EXERCISE OBJECTIVE: Search the entries below for "done". Report each line where it occurs.

DATASET EXTRACT:
PR #2546, opened 2020-06-16
add test for CreateZuoraSubscription digipack

johnduffell:
## Why are you doing this?

This PR adds a more comprehensive test for the create zuora subscription logic, this is in preparation for adding a test that checks the redemption code is correctly marked as used, which would not be possible otherwise without being an IT test.

### DIFF
--- a/support-workers/src/main/scala/com/gu/support/workers/PreviewPaymentSchedule.scala
+++ b/support-workers/src/main/scala/com/gu/support/workers/PreviewPaymentSchedule.scala
@@ -3,6 +3,7 @@ package com.gu.support.workers
 import com.gu.services.Services
 import com.gu.support.zuora.api.response.{Charge, PreviewSubscribeResponse}
 import com.gu.support.zuora.api.{PreviewSubscribeRequest, SubscribeItem}
+import com.gu.zuora.{ZuoraService, ZuoraSubscribeService}
 import org.joda.time.LocalDate
 
 import scala.concurrent.ExecutionContext.Implicits.global
@@ -13,7 +14,7 @@ object PreviewPaymentSchedule {
   def apply(
     subscribeItem: SubscribeItem,
     billingPeriod: BillingPeriod,
-    services: Services,
+    zuoraService: ZuoraSubscribeService,
     singleResponseCheck: Future[List[PreviewSubscribeResponse]] => Future[PreviewSubscribeResponse]
   ): Future[PaymentSchedule] = {
     val numberOfInvoicesToPreview: Int = billingPeriod match {
@@ -23,7 +24,7 @@ object PreviewPaymentSchedule {
       case SixWeekly => 2
     }
     singleResponseCheck(
-      services.zuoraService.previewSubscribe(PreviewSubscribeRequest.fromSubscribe(subscribeItem, numberOfInvoicesToPreview))
+      zuoraService.previewSubscribe(PreviewSubscribeRequest.fromSubscribe(subscribeItem, numberOfInvoicesToPreview))
     ).map(response => paymentSchedule(response.invoiceData.flatMap(_.invoiceItem)))
   }
 
--- a/support-workers/src/main/scala/com/gu/support/workers/PreviewPaymentSchedule.scala
+++ b/support-workers/src/main/scala/com/gu/support/workers/PreviewPaymentSchedule.scala
@@ -1,9 +1,8 @@
 package com.gu.support.workers
 
-import com.gu.services.Services
 import com.gu.support.zuora.api.response.{Charge, PreviewSubscribeResponse}
 import com.gu.support.zuora.api.{PreviewSubscribeRequest, SubscribeItem}
-import com.gu.zuora.{ZuoraService, ZuoraSubscribeService}
+import com.gu.zuora.ZuoraSubscribeService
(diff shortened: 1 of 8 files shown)


support-workers/src/main/scala/com/gu/support/workers/lambdas/CreateZuoraSubscription.scala
```diff
@@ -43,19 +44,43 @@ class CreateZuoraSubscription(servicesProvider: ServiceProvider = ServiceProvide
...
+    val zuoraService = services.zuoraService
+    val isTestUser = state.user.isTestUser
+    val config: ZuoraConfig = zuoraConfigProvider.get(isTestUser)
+    doStepsFromDeps(state, requestInfo, now, today, promotionService, redemptionService, zuoraService, config)
+  }
+}
+object CreateZuoraSubscription {
+  import com.gu.FutureLogging._
+
+  def doStepsFromDeps(
```
johnduffell, line 58: this needs a better name, there's already servicesHandler (which is an arbitrary name), I needed another arbitrary name that somehow says that this does the same things, but has more limited parameters specific to this lambda

support-workers/src/main/scala/com/gu/support/workers/lambdas/CreateZuoraSubscription.scala
```diff
@@ -43,19 +44,43 @@ class CreateZuoraSubscription(servicesProvider: ServiceProvider = ServiceProvide
...
         .withLogging("identity id")
-      maybeDomainSubscription <- GetSubscriptionWithCurrentRequestId(services.zuoraService, state.requestId, identityId, state.product.billingPeriod, now)
-          .withLogging("GetSubscriptionWithCurrentRequestId")
-      previewPaymentSchedule <- PreviewPaymentSchedule(subscribeItem, state.product.billingPeriod, services, checkSingleResponse)
-          .withLogging("PreviewPaymentSchedule")
+      maybeDomainSubscription <- GetSubscriptionWithCurrentRequestId(zuoraService, state.requestId, identityId, state.product.billingPeriod, now)
+        .withLogging("GetSubscriptionWithCurrentRequestId")
+      paymentMethodWithPaymentSchedule <-
+        state.paymentMethod.leftMap(pm =>
+          PreviewPaymentSchedule(subscribeItem, state.product.billingPeriod, zuoraService, checkSingleResponse)
```
johnduffell, line 77: we only need to get the payment schedule for paid subs, this should make corporate subs execute quicker.

support-workers/src/main/scala/com/gu/support/workers/lambdas/CreateZuoraSubscription.scala
```diff
@@ -137,10 +163,10 @@ class CreateZuoraSubscription(servicesProvider: ServiceProvider = ServiceProvide
     state: CreateZuoraSubscriptionState,
     promotionService: => PromotionService,
     getCodeStatus: => GetCodeStatus,
-    today: () => LocalDate
+    today: () => LocalDate,
+    config: ZuoraConfig
   ): Future[SubscriptionData] = {
     val isTestUser = state.user.isTestUser
-    val config = zuoraConfigProvider.get(isTestUser)
```
johnduffell, line 143: calling this went off to a global val and hit S3, hence the parameter

support-workers/src/main/scala/com/gu/zuora/ZuoraService.scala
```diff
@@ -18,8 +18,19 @@ import org.joda.time.format.ISODateTimeFormat
 
 import scala.concurrent.{ExecutionContext, Future}
 
+trait ZuoraSubscribeService {
```
johnduffell, line 21: only 4 methods seem to be used, so I pulled them out to simplify the tests

support-workers/src/test/scala/com/gu/support/workers/CreateZuoraSubscriptionStepsSpec.scala
```diff
@@ -0,0 +1,80 @@
...
+import com.gu.zuora.ZuoraSubscribeService
+import org.joda.time.{DateTime, LocalDate}
+import org.scalatest.flatspec.AsyncFlatSpec
+import org.scalatest.matchers.should.Matchers
+
+import scala.concurrent.Future
+
+class CreateZuoraSubscriptionStepsSpec extends AsyncFlatSpec with Matchers {
+
+  it should "create a Digital Pack standard (paid) subscription" in {
```
johnduffell, line 27: there will be a corporate subs test too in the next pr

support-workers/src/main/scala/com/gu/support/workers/PreviewPaymentSchedule.scala
```diff
@@ -13,7 +13,7 @@ object PreviewPaymentSchedule {
   def apply(
     subscribeItem: SubscribeItem,
     billingPeriod: BillingPeriod,
-    services: Services,
+    zuoraService: ZuoraSubscribeService,
```
johnduffell, line 16: this only uses "previewSubscribe" but it's not unit tested anyway. if we want to add unit test later we could use a single abstract method trait to make the tests clear.

PR #2549, opened 2020-06-16
removing geo check for og image

JoemG:
## Why are you doing this?
We don't think the crawler geo-ip will resolve correctly. 
We decided to use the moment OG image for all users for the duration of the moment.

[**Trello Card**](https://trello.com/c/AilQGrjm/2114-update-the-ogimage-on-the-aus-thank-youpage)


JoemG:
> Great!

I will merge tomorrow 👍

PR #2550, opened 2020-06-17
Use correct campaignCode during Aus campaign, use switch

tomrf1:
We can configure campaign-specific landing pages.
This is done by matching on the path of the url, and in the upcoming moment this will be /au/contribute.
In the past, the `campaignCode` has been set based on the path. Instead, we want to configure the `campaignCode` - in this case it is `Aus_moment_2020`.

Also, the campaign is now enabled based on the `ausMomentEnabled` switch, so no need for commented out code!

Redux store now has correct campaignCode:
Screen Shot 2020-06-17 at 13 19 00

### DIFF
--- a/support-frontend/app/views/contributions.scala.html
+++ b/support-frontend/app/views/contributions.scala.html
@@ -110,7 +110,7 @@
   }
 
   window.guardian.forceCampaign = @settings.switches.experiments.get("forceCampaign").exists(_.isOn)
-  window.guardian.ausMomentEnabled = false
+  window.guardian.ausMomentEnabled = @settings.switches.experiments.get("ausMomentEnabled").exists(_.isOn)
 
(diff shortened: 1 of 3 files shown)


support-frontend/app/views/contributions.scala.html
```diff
@@ -110,7 +110,7 @@
   }
 
   window.guardian.forceCampaign = @settings.switches.experiments.get("forceCampaign").exists(_.isOn)
-  window.guardian.ausMomentEnabled = @settings.switches.experiments.get("ausMomentEnabled").exists(_.isOn)
+  window.guardian.ausMomentEnabled = false
```
JoemG, line 113:
```suggestion
@settings.switches.experiments.get("ausMomentEnabled").exists(_.isOn)
```

PR #2552, opened 2020-06-17
Remove unused AB test variants of ad-free copy

rupertbates:
## Why are you doing this?
Part 1 of a number of PRs to remove unused code from the codebase.

This was a number of variants of the ad-free copy which appears on the digisub landing page which we presumably used in a test at some point.

It seems like the winning variant was `AdFreeSectionC` so I've renamed that to `AdFreeSection` and deleted all the others.


support-frontend/assets/components/adFreeSection/adFreeSection.scss
```diff
@@ -1,61 +1,114 @@
...
+    padding-bottom: 80px;
   }
 }
 
-.component-ad-free-section__col {
-  width: 100%;
-  padding-right: 40px;
-  @include mq($from: leftCol) {
-    width: 440px;
+.ad-free-section-c__content {
```
GHaberis, line 31: Shall we rename any reference to `.ad-free-section-c__*` to `.ad-free-section__*` in here and the component?

There's a few references to `.ad-free-section-b__*` in the `.scss` that can be removed now too.

rupertbates: Yes good spot

PR #2547, opened 2020-06-16
Corporate Subs Redemption Form Styling

rupertbates:
## Why are you doing this?
This PR updates the corporate subs redemption form to match the designs.
[**Figma file**](https://www.figma.com/file/81Ku9XImBCx1jQXIP8EoF2/Corporate-Subs-2020?node-id=565%3A1079)
[**Trello Card**](https://trello.com/c/Z7dcEaJO/3096-redemption-form-styling-accessibility)

## Changes
- Upgrade Source to v 1.4 to make use of the `user-feedback` module
- Put redemption form behind Google Auth.
- Add a `footerAside` prop to the `CheckoutLayout` component, this is an aside that wraps underneath rather than above the main content in a mobile view.
- Match form styling to the Figma designs

## Accessibility test checklist
 - [x] [Tested with screen reader](https://accessibility.gutools.co.uk/testing/web/screen-readers/)
 - [x] [Navigable with keyboard](https://accessibility.gutools.co.uk/testing/web/keyboard-navigation/)
 - [x] [Colour contrast passed](https://accessibility.gutools.co.uk/testing/web/colour-contrast/)

### Desktop
Screen Shot 2020-06-16 at 14 06 12
### Mobile
support thegulocal com_subscribe_redeem_welcome_test-code(iPhone X) (1)

### Desktop
Screen Shot 2020-06-16 at 12 05 01
### Mobile
support thegulocal com_subscribe_redeem_welcome_test-code(iPhone X)

PR #2558, opened 2020-06-18
Fix layout issue in redemption form

rupertbates:
## Why are you doing this?
I noticed that #2547 introduced a bug where the aside would show on the wrong side of the form in desktop layouts:
Screen Shot 2020-06-18 at 14 01 28

This PR fixes it:
Screen Shot 2020-06-18 at 15 00 49

I also noticed that the `CheckoutLayout` control is never used without an `aside` so I've made it non-optional as it simplifies the code.


rupertbates:
I agree about using emotion but I'm going to do that in a separate PR because I need to get this out for Cloe and Gus to work with

PR #2560, opened 2020-06-19
Ds remove address test

rupertbates:
## Why are you doing this?
We want to test removing the address fields from Digital Subscriptions to see if it results in an increase in conversion.

Note that this PR removes server side validation of address fields for all digisub checkouts. I think this is acceptable as we are happy to accept subs without an address for those in the 'no address' variant, so it is not a disaster if somehow those in the other variant manage to submit a purchase without a valid address.

[**Trello Card**](https://trello.com/c/x0iBur2v/3090-ab-test-does-removing-address-fields-from-ds-checkout-increase-conversion-rate)

### DIFF
--- a/support-frontend/app/utils/CheckoutValidationRules.scala
+++ b/support-frontend/app/utils/CheckoutValidationRules.scala
@@ -102,9 +102,9 @@ object DigitalPackValidation {
     def isValidPaidSub(paymentFields: PaymentFields) =
       SimpleCheckoutFormValidation.passes(createSupportWorkersRequest) &&
         hasStateIfRequired(country, state) &&
-        hasPostcodeIfRequired(country, postCode) &&
+        //hasAddressLine1AndCity(billingAddress) &&
+        //hasPostcodeIfRequired(country, postCode) &&
         currencyIsSupportedForCountry(country, currency) &&
-        hasAddressLine1AndCity(billingAddress) &&
         PaidProductValidation.noEmptyPaymentFields(paymentFields)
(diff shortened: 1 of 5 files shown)


support-frontend/app/utils/CheckoutValidationRules.scala
```diff
@@ -102,9 +102,9 @@ object DigitalPackValidation {
     def isValidPaidSub(paymentFields: PaymentFields) =
       SimpleCheckoutFormValidation.passes(createSupportWorkersRequest) &&
         hasStateIfRequired(country, state) &&
-        hasPostcodeIfRequired(country, postCode) &&
+        //hasAddressLine1AndCity(billingAddress) &&
+        //hasPostcodeIfRequired(country, postCode) &&
```
rupertbates, line 106: I'm going to leave these lines here commented out for the duration of the test

support-frontend/assets/helpers/abTests/abtestDefinitions.js
```diff
@@ -123,4 +124,28 @@ export const tests: Tests = {
...
+    ],
+    audiences: {
+      ALL: {
+        offset: 0,
+        size: 1,
+      },
+    },
+    isActive: true,
+    referrerControlled: false,
+    seed: 7,
```
johnduffell, line 146: unrelated, but `landingPageDesignSystemTest` and `fancyAddressTest` both have the same seed, I presume they weren't running at the same time

PR #2561, opened 2020-06-19
remove corporate details from client side

johnduffell:
## Why are you doing this?

This PR is part of the coporate subs work.
We have implemented the back end and front end separately and now need to integrate them together.
It became clear that some of the assumptions about which fields were needed were differeent between the two sides.
This PR removes the corporate name/id from the client side as they are not needed in the end.
The types are more lined up between frontend and backend too.
But the code itself isn't connected yet.
There are a few changes to permissions etc at the same time.

Tested and working in CODE for corporate, it checks the code and marks it as available=false

[**Trello Card**](https://trello.com/c/8ipoyypI/3130-integrate-ui-and-step-functions-for-redemption-stuff)


support-frontend/app/controllers/Promotions.scala
```diff
@@ -40,6 +40,7 @@ class Promotions(
         case GuardianWeekly => routes.WeeklySubscription.weeklyGeoRedirect(promotionTerms.isGift).url
         case DigitalPack => routes.DigitalSubscriptionController.digitalGeoRedirect().url
         case Paper => routes.PaperSubscription.paper(false).url
+        case Contribution => routes.Application.contributeGeoRedirect("").url
```
johnduffell, line 43: this was just a scalac warning that kept popping up due to bad types so I fixed it the easy way

support-frontend/app/controllers/RedemptionController.scala
```diff
@@ -51,10 +50,14 @@ class RedemptionController(
   val js = "subscriptionsRedemptionPage.js"
   val css = "digitalSubscriptionCheckoutPage.css" //TODO: Don't need this?
 
-  def displayForm(redemptionCode: String): Action[AnyContent] = googleAuthAction.async {
+  def displayForm(redemptionCode: RawRedemptionCode): Action[AnyContent] = googleAuthAction.async {
```
johnduffell, line 53: RawRedemptionCode is a String, it needs to be uppercased before use, probably in the next PR

support-frontend/app/controllers/RedemptionController.scala
```diff
@@ -51,10 +50,14 @@ class RedemptionController(
...
     implicit request =>
-      getCorporateCustomer(redemptionCode).value.map(
-        customerOrError =>
+      val eventualErrorOrUnit = for {
+        redemptionCode <- EitherT.fromEither[Future](RedemptionCode(redemptionCode))
```
johnduffell, line 56: need to leftMap this and replace with `"Please check the code and try again"`

support-frontend/app/views/subscriptionRedemptionForm.scala.html
```diff
@@ -28,10 +27,9 @@
     <script type="text/javascript">
       window.guardian = window.guardian || {};
       window.guardian.stage = "@stage";
-      window.guardian.userCode = "@redemptionCode";
-      window.guardian.error = "@customerOrError.left.getOrElse("")";
+      window.guardian.userCode = "@Html(redemptionCode.replaceAll(""""""", """\\""""))";
+      window.guardian.error = "@Html(maybeRedemptionError.getOrElse("").replaceAll(""""""", """\\""""))";
```
johnduffell, line 31: this should escape the strings properly into the JS without doing html escaping (i.e. ending up with &quot; and &amp; etc.

support-frontend/assets/pages/subscriptions-redemption/subscriptionsRedemptionReducer.js
```diff
@@ -40,7 +34,6 @@ export type Action =
   | { type: 'SET_STAGE', stage: Stage }
 
 const initialState: RedemptionFormState = {
-  corporateCustomer: getGlobal('corporateCustomer'),
   stage: getGlobal('stage') || 'form',
   userCode: getGlobal('userCode'),
```
johnduffell, line 38: I wasn't quite sure the difference in purpose between corporateCustomer.redemptionCode and userCode.
Also, it didn't look like corporateCustomer ever got updated (by what was returned from the ajax endpoint when you edited the code)
In the end I decided to just use userCode everywhere as I think that's enough.

support-models/src/main/scala/com/gu/support/redemptions/RedemptionCode.scala
```diff
@@ -0,0 +1,31 @@
...
+    if (value.forall(validCharsSet.contains))
+      Right(new RedemptionCode(value))
+    else {
+      val groupsDesc = validChars.map {
+        case (from, to) if from == to => s""""$from""""
+        case (from, to) => s"$from-$to"
+      }
+      val withSep = groupsDesc.foldRight(List[String]()) { case (next, soFar) => if (soFar.isEmpty) List(" and ", next) else ", " :: next :: soFar }
+      val description = withSep.tail.mkString
+      Left(s"redemption code must only include $description")
```
johnduffell, line 20: I was thinking about hard coding the error message to the one we want on the client side, rather than generating this and then leftMapping it later, however I prefer to keep the client side "friendly" messages in the view/controller, also this is the dev friendly message that the step functions will report if there is any json parse error.
Happy to go either way on it though.
Other simple option is just hard code here to `A-Z, 0-9 and "-"` rather than being so DRY!

support-models/src/main/scala/com/gu/support/redemptions/RedemptionData.scala
```diff
@@ -2,24 +2,23 @@ package com.gu.support.redemptions
...
 import cats.syntax.functor._
 import com.gu.support.encoding.Codec
-import com.gu.support.redemptions.redemptions.{CorporateAccountId, RedemptionCode}
 import io.circe.syntax._
 import io.circe.{Decoder, Encoder}
 
 sealed abstract class RedemptionData(val redemptionCode: RedemptionCode)
 
-case class CorporateRedemption(override val redemptionCode: RedemptionCode, corporateAccountId: CorporateAccountId) extends RedemptionData(redemptionCode)
+case class CorporateRedemption(override val redemptionCode: RedemptionCode) extends RedemptionData(redemptionCode)
```
johnduffell, line 10: I'm wondering whether we need this ADT or whether all of them can be modelled with a single value class.  Depends if we're going to use the same dynamo table really.

support-models/src/main/scala/com/gu/support/redemptions/RedemptionData.scala
```diff
@@ -2,24 +2,23 @@ package com.gu.support.redemptions
...
+    case c: CorporateRedemption => c.asJson
+  }
 
-    implicit val decoder: Decoder[RedemptionData] =
-      List[Decoder[RedemptionData]](
-        Decoder[CorporateRedemption].widen
-      ).reduceLeft(_ or _)
+  implicit val decoder: Decoder[RedemptionData] =
+    List[Decoder[RedemptionData]](
+      Decoder[CorporateRedemption].widen
```
johnduffell, line 22: will this be able to distinguish between CorporateRedemption and GiftRedemption if they both have the same field or one is a subset of the other?  A bit hypothetical since this code is just-in-case, but we will need to be aware.

support-services/src/main/scala/com/gu/support/redemption/DynamoTableAsync.scala
```diff
@@ -19,8 +19,9 @@ object DynamoTableAsync {
   val ProfileName = "membership"
 
   lazy val CredentialsProvider =  AwsCredentialsProviderChain.builder.credentialsProviders(
-     ProfileCredentialsProvider.builder.profileName(ProfileName).build,
-     InstanceProfileCredentialsProvider.builder.asyncCredentialUpdateEnabled(false).build
+    ProfileCredentialsProvider.builder.profileName(ProfileName).build,
+    InstanceProfileCredentialsProvider.builder.asyncCredentialUpdateEnabled(false).build,
+    EnvironmentVariableCredentialsProvider.create()
```
johnduffell, line 24: this was needed when running in AWS, the lambda gets the credentials from the environment, but somehow AWS SDK v1 was picking them up regardless.

support-frontend/app/views/subscriptionRedemptionForm.scala.html
rupertbates: Yes I would extract this to a helper function

support-frontend/assets/pages/subscriptions-redemption/subscriptionsRedemptionReducer.js
rupertbates: `userCode` was the code input by the user whereas `redemptionCode` was the one returned from the server. I think what you've done is fine though

support-models/src/main/scala/com/gu/support/redemptions/RedemptionCode.scala
```diff
@@ -0,0 +1,31 @@
...
+
+object RedemptionCode {
+  def apply(value: String): Either[String, RedemptionCode] = {
+    // make sure no one can inject anything bad
+    val validChars = List('A' -> 'Z', '0' -> '9', '-' -> '-')
+    val validCharsSet = validChars.flatMap { case (from, to) => (from to to) }.toSet
+    if (value.forall(validCharsSet.contains))
+      Right(new RedemptionCode(value))
+    else {
+      val groupsDesc = validChars.map {
```
rupertbates, line 14: Is all of this just generating an error message? If so could you move it into a separate method for to keep this one simple

support-models/src/main/scala/com/gu/support/redemptions/RedemptionCode.scala
rupertbates: Yeah I think I'd just hard code the restrictions here rather than generating it. It's a lot of code for not a massive amount of benefit

support-models/src/main/scala/com/gu/support/redemptions/RedemptionData.scala
rupertbates: If they have exactly the same field then we would need a type descriminator to aid the serialisation, but as you mentioned above, at that point we may not need the subclasses any more

support-models/src/main/scala/com/gu/support/redemptions/RedemptionData.scala
rupertbates: Maybe not but let's leave it for now until we're sure.

support-frontend/app/views/JsStringLiteral.scala
```diff
@@ -0,0 +1,25 @@
+package views
+
+import play.twirl.api.Html
+
+object JsStringLiteral {
+
+  def apply(rawString: String): Html = {
```
johnduffell, line 7: after moving the escaper over, I realised it wasn't going to be as safe as I'd hoped.
This implementation should handle special characters both in Html and Javascript.
The mappings I got from https://stackoverflow.com/questions/8749001/escaping-html-entities-in-javascript-string-literals-within-the-script-block
I have tested it and it seems to work
string `TEST-CODE < > " ' \ & `
ended up in the source as:
image
and in the page showed up as 
image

WRITTEN REPLY:
This is done by matching on the path of the url, and in the upcoming moment this will be /au/contribute.
rupertbates: `userCode` was the code input by the user whereas `redemptionCode` was the one returned from the server. I think what you've done is fine though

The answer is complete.